UNDATED - A giant asteroid will make a flyby of Earth over the next few days, and armchair astronomers can watch the action live on their computers.
The near-Earth asteroid 4179 Toutatis, which is about 3 miles (5 kilometers) wide, will zoom within 4.3 million miles (7 million kilometers) of Earth during its closest approach early Wednesday morning. That's too far away to pose any impact threat on this pass, but close enough to put on a pretty good show through top-notch telescopes, researchers say.
Asteroid Toutatis was first viewed in 1934, then officially discovered in 1989. It makes one trip around the sun every four years.
The Minor Planet Center in Cambridge, Mass., lists Toutatis as a potentially hazardous object, meaning that it could pose a threat to our planet at some point in the future. The current flyby is no cause for concern, however. At its closest approach, which comes at 1:40 a.m. ET W Wednesday, Toutatis will still be 18 times farther away from Earth than the moon is.
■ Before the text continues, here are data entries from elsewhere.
Issue #295, opened 2020-05-24
Ecosystem listing nits


rkern:
The packages for "Bayesian Inference" and "Bio Informatics" are switched.

FWIW, "Bio Informatics" should just be "Bioinformatics". I don't think anyone spells it as two words. I can understand if you want to break it up into two lines, but consider a hyphen. 

It's not clear to me why "NumPy" is under "Geographic Processing". The linked article seems out of place with all of the other links to actual packages.

PR #304, opened 2020-05-25
Improve "scientific domains" ecosystem figure.

rgommers:
Fix reported bugs, add new entries for libraries we should have included

Closes gh-295


rgommers:
This is being reported a lot, so merging and deploying.

PR #305, opened 2020-05-26
Switch sd9.png and sd10.png

InessaPawson:
Switching the images sd9.png and sd10.png to correctly illustrate the presented scientific domains.


rgommers:
Merged, thanks @InessaPawson

PR #310, opened 2020-05-27
Bug/clickable case studies

joelachance:
Fixes a small bug with the entire box being clickable for case studies.
I've also renamed `section3` to `casestudies`, since section3 probably doesn't mean much to anyone.


rgommers:
LGTM, thanks @joelachance

PR #316, opened 2020-06-03
ecosystem: add binder to Interactive Computing?

mdeff:
Cloud computing is an important part of interactive computing. Binder seems like a good representative that goes well with jupyter. CC the maintainers @betatim @choldgraf @minrk @yuvipanda.

### DIFF
--- a/layouts/partials/scientific-domains.html
+++ b/layouts/partials/scientific-domains.html
@@ -106,7 +106,7 @@
             <td class="center-text"></td>
             <td class="center-text"></td>
             <td class="center-text"><a href="https://python-visualization.github.io/folium">Folium</a></td>
-            <td class="center-text"></td>
+            <td class="center-text"><a href="https://mybinder.org">Binder</a></td>
         </tr>
         <tr>
             <td class="lastrow-center-text"></td>


rgommers:
Thanks @mdeff, good to have Binder in the ecosystem overview.

choldgraf:
Thanks! That reminds me - you guys are using Thebelab to provide kernels for the front page (which uses mybinder.org). It would be great if "mybinder.org" appeared somewhere on the page so that folks know who is running the infrastructure. For example, the spacy docs say "Launching container on mybinder.org..." when the button is clicked

rgommers:
Thanks @choldgraf, good point - adding the message in gh-323.

@joelachance those spaCy docs have a nice example of an interactive shell, when you're looking at moving to the separate page maybe there's a couple of ideas you can steal from there.

choldgraf:
@joelachance on that note, it would be great if we can brainstorm some ways to document these patterns in the `thebelab` docs so that others can riff off of them

joelachance:
@choldgraf agreed! We ended up with some 'hacky' solutions for NumPy, which I'd like to get away from.

@rgommers, I like that shell as well! We can work towards something closer to that, I think that looks nice.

Toutatis would cause catastrophic damage if it ever did slam into Earth. In general, scientists think a strike by anything at least 0.6 miles (1 km) wide could have global consequences, most likely by altering the world's climate for many years to come.
For comparison, the asteroid thought to have wiped out the dinosaurs 65 million years ago was an estimated 6 miles (10 km) across.